Fast Grid Emissions Sensitivities using Parallel Decentralized Implicit Differentiation
Anthony Degleris, Lucas Fuentes Valenzuela, Ram Rajagopal, Marco Pavone, Abbas El Gamal
TL;DR
The paper tackles the expensive computation of dynamic locational marginal emissions (LMEs) in large, sparse power networks with intertemporal constraints. It advances a parallel, reverse-mode decentralized implicit differentiation framework that never forms the full solution-map Jacobian, leveraging vector-Jacobian products to achieve scalability. The key contributions include a dual-decomposition approach to decouple time periods, a method to compute the coupling Jacobian, and a rigorous demonstration that parallelization is essential for achieving speedups in sparse systems, with empirical results showing up to 15× speedups on 500-node networks. The approach generalizes beyond LMEs to arbitrary convex dispatch models, offering substantial practical impact for real-time emissions signaling and emissions-driven operational planning in grids with high renewable and storage penetration.
Abstract
Marginal emissions rates -- the sensitivity of carbon emissions to electricity demand -- are important for evaluating the impact of emissions mitigation measures.

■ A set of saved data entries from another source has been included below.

PR #243, opened 2018-03-06
Prelim lesson 6 code

kuhnbt7:
Hi Natasha and Rob, as we discussed, I'm submitting my unit test code for review prior to actually turning it in. If you have any suggestions for improvement I'd appreciate them! Thanks


students/kuhnbt/lesson5/mailroom_v3.py
```diff
@@ -0,0 +1,131 @@
...
+donor_info = defaultdict(list)
+for author, donation in [
+             ('Ernest Hemingway', [35, 65.25, 40]),
+             ('John Steinbeck', [25.50, 20, 10]),
+             ('Joseph Heller', [45, 20, 105.50]),
+             ('Kurt Vonnegut', [60, 40, 400]),
+             ('Michael Chabon', [100, 200, 300, 400])
+             ]:
+    donor_info[author] = donation
+# Is there a simpler way to set initial values for a defaultdict?
```
natasha-aleksandrova: yes! pass your initial dict as a second param, here's an example:

```
>>> from collections import defaultdict
>>> donors = defaultdict(list, {"Andy": [10.00]})
>>> donors["natasha"].append(1000)
>>> donors
defaultdict(<class 'list'>, {'Andy': [10.0], 'natasha': [1000]})
```

students/kuhnbt/lesson6/mailroom_unittests.py
```diff
@@ -0,0 +1,43 @@
...
+        with self.assertRaises(SystemExit):
+            quit_program()
+
+    def test_thankyou(self):
+        hemingway_text = 'Dear Ernest Hemingway:\nThank you for your'\
+            ' generous donation of $40.00.\nI really appreciate your '\
+            '3\ndonations to our organization.\nI assure you that your'\
+            ' contributions will be put to\ngood use!\n\nRegards,\nBen'
+
+        self.assertEqual(hemingway_text, get_thank_you('Ernest Hemingway'))
```
natasha-aleksandrova: very nice!

a good idea is to test variations of `get_thank_you`, since you have special logic for "donations" vs "donation"

so you could have:
`test_get_thank_you_single_donation`
`test_get_thank_you_multiple_donations`

you should be able to over write `donor_info` with your test set of data to allow you to test various cases without compromising mailroom data set.
```
mailroom_v4.donor_info = defaultdict(list, {"Test Donor1": [1], "Test Donor2": [20, 24]})

```

students/kuhnbt/lesson6/mailroom_unittests.py
```diff
@@ -0,0 +1,43 @@
...
+
+    # I refactored the create_report function by splitting
+    # out functions that create the report header and report rows,
+    # allowing me to unit test those parts of the function. But
+    # I'm not if the added complexity is worth it...
```
natasha-aleksandrova: I think your refactor was justifiable and does look more readable

students/kuhnbt/lesson6/mailroom_unittests.py
```diff
@@ -0,0 +1,43 @@
...
+                                        [25.5, 20, 10]), 16),
+                         expected_row)
+
+    # I'm not sure how to test start_program because it doesn't
+    # return a value and all functionality is based on user input
+
+    # Same problem for send_thankyou, though test_thankyou ensures
+    # that the string used in send_thankyou is as expected. Same
+    # deal for send_to_everyone, which writes to files and doesn't
+    # return anything
```
natasha-aleksandrova: in order to test `start_program` or `send_thankyou` you need to use `mock` module, this is an advanced concept and not required for this lesson. (next course in series goes over that).

if you have the extra time and want to learn, you can give it a try. Otherwise, this is good enough. The goal was to get exposure to `unittest` module, and looks like you got 🙂

kuhnbt7:
Ok thanks Natasha. I made a couple changes (I actually noticed an error because of the single donation unit test!) and will push again and submit on the course site.

PR #245, opened 2018-03-06
Lesson04 mailroom part2

csdotson:
Completed mailroom_2.py for Lesson04.

### DIFF
--- a/students/csdotson/lesson04/mailroom_2.py
+++ b/students/csdotson/lesson04/mailroom_2.py
@@ -1,0 +1,101 @@
+#!/usr/bin/env python3
+# Lesson 3 - Mailroom... part 1
+
+# Initial list of donors/donations
+donations = [["Bill Gates", 10.50, 123.45, 1111.11],
+             ["Jeff Bezos", 7.65, 1000],
+             ["Paul Allen", 145.90],
+             ["John Nordstrom", 45.67, 6519.65],
+             ["Mark Zuck", 789.12]]  # Convert this to a dict
+
+
+### Function Definitions ###
+def prompt():
+    # Original prompt for main menu selections
+    while True:
+        response = input("What would you like to do?\n1 - Send a Thank You\n2 - Create a Report\n3 - Quit\n--> ")
+
+        if response == "1":
+            print()
+            send_thank_you()
+            break
+        elif response == "2":
+            print()
+            print_report()
+            break
+        elif response == "3":
+            break
+        else:
+            print("Invalid response, please try again...")
+            print()
+            prompt()
+
+def send_thank_you():
+    # Add donor/donations and trigger thank you email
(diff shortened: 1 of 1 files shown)


students/csdotson/lesson04/mailroom_2.py
```diff
@@ -0,0 +1,107 @@
...
+
+def send_thank_you():
+    # Create sub_prompt for creating thank you's and adding new donors/donations
+    prompt(thank_you_prompt, thank_you_menu)
+
+
+def add_donation():
+    # Append donation to existing donor, or add donor/donation to existing list
+    response = input("\nPlease enter a donor name: ")
+    if response not in donations.keys():
```
robalford: `in` checks for key membership in dict, so this can be `if response not in donations:`

students/csdotson/lesson04/mailroom_2.py
```diff
@@ -0,0 +1,107 @@
...
+        new_donor = response
+        new_donation = input(f"Please enter a donation amount for {new_donor}: ")
+        donations[new_donor] = [float(new_donation)]
+        print_email(new_donor, new_donation)
+    else:
+         current_donor = response
```
robalford: Looks like the code in the `else` block here is over indented by a space

students/csdotson/lesson04/mailroom_2.py
```diff
@@ -0,0 +1,107 @@
...
+         new_donation = input(f"Please enter a donation amount for {current_donor}: ")
+         donations[current_donor].append(float(new_donation))
+         print_email(current_donor, new_donation)
```
robalford: I think you could eliminate some of the repeated code here (always a good thing) by doing something like this:

```
def add_donation():
    donor = input("\nPlease enter a donor name: ")
    new_donation = input(f"Please enter a donation amount for {donor}: ")
    if donor not in donations:
        donations[donor] = [float(new_donation)]
    else:
        donations[donor].append(float(new_donation))
    print_email(donor, new_donation)
```

students/csdotson/lesson04/mailroom_2.py
```diff
@@ -0,0 +1,107 @@
...
+
+
+def write_letters():
+    # For all donors, generates a thank you letter, and writes it to disk as a text file
+    for donor in donations:
+        file_name = '_'.join(donor.split()) + ".txt"
+        with open(file_name, 'w') as f:
+            f.write(f"Dear {donor},\n\nThank you very much for your generosity! Your most recent gift of ${(donations[donor][-1])} will be put to great use. So far, you've donated a total of ${sum(donations[donor])}!\n\nSincerely,\nThe Team")
```
robalford: You can use triple quotes `"""` to keep long strings under Pep8 line character limit and they also let you preserve white space in your strings, so this could be written like this:

```
f.write(f"""Dear {donor},
            
            Thank you very much for your generosity! Your most recent gift of ${(donations[donor][-1])} will be 
            put to great use. So far, you've donated a total of ${sum(donations[donor])}!
                    
            Sincerely,
            The Team""")
```

PR #782, opened 2018-07-14
Added the mailroom 2 exercise from lesson 04

SLammertink:


SLammertink:
Took me a while but thanks to Natasha's tips I managed to get it right!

Like locational marginal prices, locational marginal emissions rates (LMEs) can vary geographically, even between nearby locations, and may be coupled across time periods because of, for example, storage and ramping constraints. This temporal coupling makes computing LMEs computationally expensive for large electricity networks with high storage and renewable penetrations. Recent work demonstrates that decentralized algorithms can mitigate this problem by decoupling timesteps during differentiation. Unfortunately, we show these potential speedups are negated by the sparse structure inherent in power systems problems. We address these limitations by introducing a parallel, reverse-mode decentralized differentiation scheme that never explicitly instantiates the solution map Jacobian. We show both theoretically and empirically that parallelization is necessary to achieve non-trivial speedups when computing grid emissions sensitivities. Numerical results on a 500 node system indicate that our method can achieve greater than 10x speedups over centralized and serial decentralized approaches.